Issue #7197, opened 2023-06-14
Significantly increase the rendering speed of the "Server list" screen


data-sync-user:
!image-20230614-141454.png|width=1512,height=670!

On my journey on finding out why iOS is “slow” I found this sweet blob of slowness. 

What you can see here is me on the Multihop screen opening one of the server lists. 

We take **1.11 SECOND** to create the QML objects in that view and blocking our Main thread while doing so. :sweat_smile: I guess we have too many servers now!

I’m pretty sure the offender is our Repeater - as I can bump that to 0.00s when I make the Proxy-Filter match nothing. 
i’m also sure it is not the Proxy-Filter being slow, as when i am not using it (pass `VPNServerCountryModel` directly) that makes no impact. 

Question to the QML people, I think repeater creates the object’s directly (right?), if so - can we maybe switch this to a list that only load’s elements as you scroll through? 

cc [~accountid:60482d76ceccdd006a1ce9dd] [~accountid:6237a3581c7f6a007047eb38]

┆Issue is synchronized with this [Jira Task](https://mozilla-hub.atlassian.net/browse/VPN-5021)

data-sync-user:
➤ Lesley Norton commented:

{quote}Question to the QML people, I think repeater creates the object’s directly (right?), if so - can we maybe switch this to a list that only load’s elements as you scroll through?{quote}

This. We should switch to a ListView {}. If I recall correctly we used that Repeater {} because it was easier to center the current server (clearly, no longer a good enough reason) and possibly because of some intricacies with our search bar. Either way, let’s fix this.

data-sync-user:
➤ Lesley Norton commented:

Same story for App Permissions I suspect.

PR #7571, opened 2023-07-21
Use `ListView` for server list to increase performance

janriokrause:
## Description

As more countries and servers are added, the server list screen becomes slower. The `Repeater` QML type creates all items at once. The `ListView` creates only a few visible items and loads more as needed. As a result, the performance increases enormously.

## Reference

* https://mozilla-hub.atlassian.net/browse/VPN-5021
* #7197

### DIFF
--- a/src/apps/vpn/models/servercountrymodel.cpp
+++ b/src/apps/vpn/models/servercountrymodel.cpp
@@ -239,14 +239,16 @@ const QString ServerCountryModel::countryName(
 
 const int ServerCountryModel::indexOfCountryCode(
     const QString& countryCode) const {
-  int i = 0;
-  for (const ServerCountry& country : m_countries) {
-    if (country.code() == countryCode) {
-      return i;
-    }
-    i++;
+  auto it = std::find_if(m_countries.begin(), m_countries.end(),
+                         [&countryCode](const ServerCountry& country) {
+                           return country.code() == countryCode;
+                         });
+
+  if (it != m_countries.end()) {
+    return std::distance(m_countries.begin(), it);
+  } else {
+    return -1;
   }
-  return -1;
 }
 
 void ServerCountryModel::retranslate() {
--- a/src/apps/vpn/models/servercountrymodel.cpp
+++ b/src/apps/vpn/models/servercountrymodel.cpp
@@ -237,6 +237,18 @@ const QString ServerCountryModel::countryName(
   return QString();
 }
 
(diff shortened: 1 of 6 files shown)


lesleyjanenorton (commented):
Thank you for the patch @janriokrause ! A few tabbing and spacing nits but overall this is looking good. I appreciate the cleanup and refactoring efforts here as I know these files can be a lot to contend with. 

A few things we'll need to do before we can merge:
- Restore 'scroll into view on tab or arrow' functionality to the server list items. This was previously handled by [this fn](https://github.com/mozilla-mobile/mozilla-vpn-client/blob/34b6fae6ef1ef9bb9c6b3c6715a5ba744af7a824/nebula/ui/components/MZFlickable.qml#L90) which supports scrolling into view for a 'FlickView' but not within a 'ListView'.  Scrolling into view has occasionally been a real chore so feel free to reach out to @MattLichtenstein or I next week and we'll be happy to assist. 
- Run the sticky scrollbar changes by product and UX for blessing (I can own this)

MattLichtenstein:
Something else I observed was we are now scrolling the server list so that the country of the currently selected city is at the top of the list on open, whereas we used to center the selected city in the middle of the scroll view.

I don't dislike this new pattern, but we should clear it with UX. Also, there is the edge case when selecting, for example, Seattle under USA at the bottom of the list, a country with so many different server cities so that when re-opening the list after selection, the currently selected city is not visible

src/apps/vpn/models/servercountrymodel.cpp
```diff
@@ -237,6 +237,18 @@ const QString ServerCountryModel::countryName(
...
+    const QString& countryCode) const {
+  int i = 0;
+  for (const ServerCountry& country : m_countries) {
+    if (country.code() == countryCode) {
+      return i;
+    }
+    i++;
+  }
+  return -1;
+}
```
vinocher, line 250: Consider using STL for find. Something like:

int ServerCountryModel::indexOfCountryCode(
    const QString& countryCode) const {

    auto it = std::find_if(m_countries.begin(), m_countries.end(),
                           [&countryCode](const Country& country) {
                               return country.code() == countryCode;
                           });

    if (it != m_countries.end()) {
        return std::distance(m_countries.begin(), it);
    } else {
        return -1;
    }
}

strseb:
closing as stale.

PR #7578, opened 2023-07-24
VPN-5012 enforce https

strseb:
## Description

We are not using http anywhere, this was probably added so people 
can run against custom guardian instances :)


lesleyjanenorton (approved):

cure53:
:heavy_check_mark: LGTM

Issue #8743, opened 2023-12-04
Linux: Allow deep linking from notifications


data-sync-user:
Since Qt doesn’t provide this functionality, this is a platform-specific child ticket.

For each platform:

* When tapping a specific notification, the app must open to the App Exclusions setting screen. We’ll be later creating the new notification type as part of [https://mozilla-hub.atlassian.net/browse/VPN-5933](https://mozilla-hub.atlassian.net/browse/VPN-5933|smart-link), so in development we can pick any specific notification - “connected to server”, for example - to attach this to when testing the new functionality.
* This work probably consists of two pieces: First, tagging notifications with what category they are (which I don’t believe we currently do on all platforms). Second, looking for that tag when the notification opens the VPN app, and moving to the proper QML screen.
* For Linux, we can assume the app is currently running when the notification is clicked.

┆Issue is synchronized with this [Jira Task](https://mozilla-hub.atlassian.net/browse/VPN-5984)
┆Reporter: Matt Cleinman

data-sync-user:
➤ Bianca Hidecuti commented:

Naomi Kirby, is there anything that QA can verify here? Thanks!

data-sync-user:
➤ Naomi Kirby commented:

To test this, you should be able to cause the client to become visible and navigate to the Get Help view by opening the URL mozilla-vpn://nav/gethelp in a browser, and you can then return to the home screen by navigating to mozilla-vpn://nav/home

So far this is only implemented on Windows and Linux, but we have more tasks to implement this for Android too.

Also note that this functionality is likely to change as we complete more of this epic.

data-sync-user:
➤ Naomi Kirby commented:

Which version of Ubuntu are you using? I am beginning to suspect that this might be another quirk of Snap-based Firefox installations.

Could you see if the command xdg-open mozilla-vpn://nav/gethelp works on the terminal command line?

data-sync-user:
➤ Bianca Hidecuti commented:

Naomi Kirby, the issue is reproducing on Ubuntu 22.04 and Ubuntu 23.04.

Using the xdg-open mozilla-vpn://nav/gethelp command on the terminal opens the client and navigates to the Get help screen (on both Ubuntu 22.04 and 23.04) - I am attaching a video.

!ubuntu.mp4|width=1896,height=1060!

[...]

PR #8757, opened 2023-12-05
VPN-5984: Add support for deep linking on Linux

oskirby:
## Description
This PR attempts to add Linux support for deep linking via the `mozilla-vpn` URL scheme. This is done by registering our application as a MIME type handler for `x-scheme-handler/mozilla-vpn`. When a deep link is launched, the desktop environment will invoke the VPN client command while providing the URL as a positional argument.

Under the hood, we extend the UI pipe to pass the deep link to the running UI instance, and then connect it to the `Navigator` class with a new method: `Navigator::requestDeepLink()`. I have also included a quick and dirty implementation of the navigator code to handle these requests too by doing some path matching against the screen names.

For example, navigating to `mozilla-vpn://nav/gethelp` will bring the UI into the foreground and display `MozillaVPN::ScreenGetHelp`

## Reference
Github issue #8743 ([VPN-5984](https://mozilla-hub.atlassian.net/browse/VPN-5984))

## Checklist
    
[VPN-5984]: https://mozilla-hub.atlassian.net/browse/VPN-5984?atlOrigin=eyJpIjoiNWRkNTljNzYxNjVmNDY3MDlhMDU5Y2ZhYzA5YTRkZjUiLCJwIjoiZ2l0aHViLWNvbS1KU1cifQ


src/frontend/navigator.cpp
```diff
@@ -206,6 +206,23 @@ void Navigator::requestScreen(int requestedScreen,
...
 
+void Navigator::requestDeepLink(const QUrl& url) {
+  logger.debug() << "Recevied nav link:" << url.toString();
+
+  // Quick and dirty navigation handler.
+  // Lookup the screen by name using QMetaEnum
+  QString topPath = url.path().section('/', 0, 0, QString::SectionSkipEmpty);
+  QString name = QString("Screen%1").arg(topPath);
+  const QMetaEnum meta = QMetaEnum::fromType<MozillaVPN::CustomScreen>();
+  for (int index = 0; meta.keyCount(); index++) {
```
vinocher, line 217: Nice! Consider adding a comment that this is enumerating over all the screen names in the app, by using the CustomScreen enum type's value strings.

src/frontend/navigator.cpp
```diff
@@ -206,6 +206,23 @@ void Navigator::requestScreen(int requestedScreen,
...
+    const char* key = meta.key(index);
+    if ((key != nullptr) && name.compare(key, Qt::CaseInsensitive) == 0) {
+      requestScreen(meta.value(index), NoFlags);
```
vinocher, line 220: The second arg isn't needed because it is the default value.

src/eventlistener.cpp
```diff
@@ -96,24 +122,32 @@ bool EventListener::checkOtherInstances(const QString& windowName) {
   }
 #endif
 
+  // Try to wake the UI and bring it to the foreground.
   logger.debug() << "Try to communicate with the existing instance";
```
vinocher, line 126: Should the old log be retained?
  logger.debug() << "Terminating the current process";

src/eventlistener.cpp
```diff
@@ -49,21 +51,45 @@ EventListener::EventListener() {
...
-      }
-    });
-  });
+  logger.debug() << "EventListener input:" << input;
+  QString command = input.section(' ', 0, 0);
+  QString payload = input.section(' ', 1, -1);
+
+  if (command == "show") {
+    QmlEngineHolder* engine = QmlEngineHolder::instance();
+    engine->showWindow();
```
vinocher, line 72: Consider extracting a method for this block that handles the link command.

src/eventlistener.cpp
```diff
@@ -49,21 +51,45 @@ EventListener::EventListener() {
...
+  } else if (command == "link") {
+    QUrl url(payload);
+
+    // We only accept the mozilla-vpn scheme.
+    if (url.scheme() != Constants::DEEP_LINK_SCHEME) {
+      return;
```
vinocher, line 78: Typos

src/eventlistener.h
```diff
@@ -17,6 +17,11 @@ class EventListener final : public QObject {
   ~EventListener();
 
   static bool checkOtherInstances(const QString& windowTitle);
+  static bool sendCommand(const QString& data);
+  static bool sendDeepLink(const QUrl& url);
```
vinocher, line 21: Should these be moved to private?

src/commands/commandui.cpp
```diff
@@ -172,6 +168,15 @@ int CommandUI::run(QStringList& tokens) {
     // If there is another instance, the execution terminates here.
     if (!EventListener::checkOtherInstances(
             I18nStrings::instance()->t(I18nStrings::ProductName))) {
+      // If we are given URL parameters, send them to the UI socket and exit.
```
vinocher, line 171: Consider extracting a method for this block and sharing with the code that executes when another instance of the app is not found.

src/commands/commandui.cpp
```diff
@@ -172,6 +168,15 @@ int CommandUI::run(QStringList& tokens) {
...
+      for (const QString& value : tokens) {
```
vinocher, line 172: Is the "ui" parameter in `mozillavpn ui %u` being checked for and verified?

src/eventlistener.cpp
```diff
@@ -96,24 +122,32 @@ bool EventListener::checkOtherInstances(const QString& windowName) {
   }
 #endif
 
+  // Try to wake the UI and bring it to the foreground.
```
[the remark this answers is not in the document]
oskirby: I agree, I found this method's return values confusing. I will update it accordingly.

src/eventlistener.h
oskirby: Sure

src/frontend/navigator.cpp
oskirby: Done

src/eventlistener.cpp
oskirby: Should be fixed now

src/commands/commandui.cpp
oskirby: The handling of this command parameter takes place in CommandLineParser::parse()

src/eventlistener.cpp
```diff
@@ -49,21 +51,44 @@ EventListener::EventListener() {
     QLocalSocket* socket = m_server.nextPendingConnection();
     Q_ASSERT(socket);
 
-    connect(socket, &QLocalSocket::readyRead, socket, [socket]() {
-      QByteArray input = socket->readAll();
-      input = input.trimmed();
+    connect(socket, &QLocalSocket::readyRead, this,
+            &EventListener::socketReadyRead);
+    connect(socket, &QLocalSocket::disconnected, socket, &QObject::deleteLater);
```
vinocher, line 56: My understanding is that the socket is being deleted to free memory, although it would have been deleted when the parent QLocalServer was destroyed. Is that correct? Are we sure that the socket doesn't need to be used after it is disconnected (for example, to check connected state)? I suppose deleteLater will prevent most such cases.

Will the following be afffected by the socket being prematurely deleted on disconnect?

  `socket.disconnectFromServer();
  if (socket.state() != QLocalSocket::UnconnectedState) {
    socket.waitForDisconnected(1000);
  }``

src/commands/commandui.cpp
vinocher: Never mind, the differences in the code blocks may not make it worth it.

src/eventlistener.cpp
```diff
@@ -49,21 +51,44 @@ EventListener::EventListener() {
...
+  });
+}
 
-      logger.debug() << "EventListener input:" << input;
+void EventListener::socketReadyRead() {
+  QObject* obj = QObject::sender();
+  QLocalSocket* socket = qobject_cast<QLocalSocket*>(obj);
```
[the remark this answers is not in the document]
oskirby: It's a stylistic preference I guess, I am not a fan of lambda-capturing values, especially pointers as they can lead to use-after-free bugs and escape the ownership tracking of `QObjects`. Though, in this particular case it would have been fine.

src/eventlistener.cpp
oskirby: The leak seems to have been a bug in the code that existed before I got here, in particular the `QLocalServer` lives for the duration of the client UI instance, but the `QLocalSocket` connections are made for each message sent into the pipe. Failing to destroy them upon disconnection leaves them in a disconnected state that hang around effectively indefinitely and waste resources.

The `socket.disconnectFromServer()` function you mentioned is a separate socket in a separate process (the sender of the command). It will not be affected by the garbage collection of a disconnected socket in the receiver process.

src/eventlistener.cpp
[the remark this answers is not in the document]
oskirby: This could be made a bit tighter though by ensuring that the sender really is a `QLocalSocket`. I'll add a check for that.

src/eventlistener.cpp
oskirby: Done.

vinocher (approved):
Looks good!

....

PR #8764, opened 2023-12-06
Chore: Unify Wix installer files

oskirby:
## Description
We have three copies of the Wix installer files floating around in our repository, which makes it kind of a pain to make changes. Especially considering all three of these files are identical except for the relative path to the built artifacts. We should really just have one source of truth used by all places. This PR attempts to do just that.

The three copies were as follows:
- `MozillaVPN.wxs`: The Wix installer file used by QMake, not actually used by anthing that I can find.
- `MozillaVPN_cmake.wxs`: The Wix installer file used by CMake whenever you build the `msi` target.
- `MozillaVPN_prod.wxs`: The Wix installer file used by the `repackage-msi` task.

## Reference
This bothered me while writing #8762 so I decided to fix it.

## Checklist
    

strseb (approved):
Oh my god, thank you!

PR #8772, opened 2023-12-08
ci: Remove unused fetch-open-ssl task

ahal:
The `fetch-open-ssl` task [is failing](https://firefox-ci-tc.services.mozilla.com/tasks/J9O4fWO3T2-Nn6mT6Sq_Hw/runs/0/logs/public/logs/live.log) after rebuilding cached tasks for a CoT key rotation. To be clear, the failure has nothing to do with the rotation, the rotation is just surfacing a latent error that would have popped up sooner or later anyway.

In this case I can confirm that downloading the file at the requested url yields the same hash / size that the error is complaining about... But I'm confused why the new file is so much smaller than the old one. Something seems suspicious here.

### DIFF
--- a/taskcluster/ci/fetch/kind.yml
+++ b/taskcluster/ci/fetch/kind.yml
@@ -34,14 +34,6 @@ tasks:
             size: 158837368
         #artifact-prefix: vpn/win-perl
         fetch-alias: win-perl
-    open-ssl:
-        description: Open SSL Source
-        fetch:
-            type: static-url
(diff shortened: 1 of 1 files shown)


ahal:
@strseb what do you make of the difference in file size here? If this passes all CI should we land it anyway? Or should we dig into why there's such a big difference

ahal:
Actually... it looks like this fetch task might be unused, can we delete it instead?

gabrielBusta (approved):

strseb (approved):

....

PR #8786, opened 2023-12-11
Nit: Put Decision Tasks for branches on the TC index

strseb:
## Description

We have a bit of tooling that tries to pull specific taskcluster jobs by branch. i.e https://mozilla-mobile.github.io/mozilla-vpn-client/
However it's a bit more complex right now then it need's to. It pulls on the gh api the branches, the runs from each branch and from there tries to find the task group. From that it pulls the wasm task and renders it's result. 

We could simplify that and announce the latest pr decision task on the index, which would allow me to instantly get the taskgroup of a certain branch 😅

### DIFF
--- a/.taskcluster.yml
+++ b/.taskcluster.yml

....

> [AIM OF THE TASK]
Tally up the lines in the records containing the word "width", then give the count and nothing else.

> [EXERCISE RESPONSE]
2